Data-driven, predictive technologies continue to gain relevance in global development. Artificial intelligence (AI) and machine learning can improve targeting of limited resources, inform more effective interventions, and increase efficiencies through automation. In global health, for example, machine-learning approaches are enabling more precise identification of and support for the patients most likely to miss critical follow-up visits, improving program performance. At the same time, global stakeholders are increasingly calling attention to AI ethics. In the last year, GSMA launched its AI Ethics Playbook, Google.org highlighted responsible AI in its $25 million investment (AI for the Global Goals), and UNESCO adopted the world’s first global agreement on Ethics of AI. This focus on ethics is well-founded. Applications of AI from credit scoring and medical diagnostics to facial recognition have been fraught with biased outcomes, opaque processes, and claims of unjust surveillance. As use of AI extends into low- and middle-income countries (LMICs), the potential for similar harm is high.
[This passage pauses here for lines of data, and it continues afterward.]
PR #760, opened 2024-05-30
Elixir 1.17

scohen:
Changed single quoted charlists to use the ~c sigil


zachallaun:
I see some errors from ElixirSense. If ElixirSense is using `:elixir_tokenizer`, we may not be able to complete this upgrade unless we update to the latest version of ElixirSense. I believe [this commit](https://github.com/elixir-lang/elixir/commit/d7ea2fa2e4e5de1990297be19495fc93740b2e8b) changed the return value of `:elixir_tokenizer.tokenize/4` to both return an extra value in the `:ok` tuple (`rev_terminators`) and to return tokens in reverse order.

zachallaun:
Yep, here's the commit in `elixir_sense` that adds support for the 1.17 tokenizer: https://github.com/elixir-lsp/elixir_sense/commit/a41777a8d47b64b5886f1c2e7b09e38c462ad3ff

kirillrogovoy:
Just wanted to say that, except for all the deprecation warnings, the latest `main` version (as of right now) of Lexical runs well on 1.17.0

I had to locally "allow" it though through editing boot.ex.

Maybe allow it for everyone today? Or is it actually buggy and I'm failing to see it?

scohen:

One such risk in predictive technologies is the unintended introduction of bias. The phenomenon of algorithmic bias, for instance, shows that systematic differences in the data used to train machine learning models and AI-based tools readily introduce bias into their results. In the field of digital health, this dynamic can manifest through ‘health data poverty’ which refers to the inability of individuals, groups, or regions to benefit from new technologies that are built with datasets in which they are underrepresented. For example, diagnostic models for skin cancer developed predominantly from images of light-skinned male patients fail to diagnose darker skin types with similar accuracy. Bias can also be introduced by the decisions made during the design of AI models. In global development, this is made worse by the concentration of AI expertise in relatively few, high-income countries. This means AI models are often designed by individuals with little contextual understanding of the environment in which data is collected and where an AI application is likely to be used. This increases the risk of codifying bias that those more familiar with the local context could recognize and mitigate. Finally, once AI models are developed, failure to measure, report, and critically interpret model performance can also miss opportunities to reduce the negative impact of model bias.
Encouragingly, the global community is responding. Global donors are collaborating to increase availability of representative datasets for LMICs. Academic institutions, governments, private sector, and civil society organizations are developing and using principles, frameworks, toolkits, and guides. These help both developers and users of predictive models to proactively identify and mitigate risks. New challenges and funding opportunities are further incentivizing the development of AI approaches that prioritize responsible AI. As the global development community continues to apply AI in its work, the safeguards of representative data sets, inclusion of local stakeholders, and collective commitment to responsible use can help accelerate equitable progress towards achieving some of the most challenging global development goals.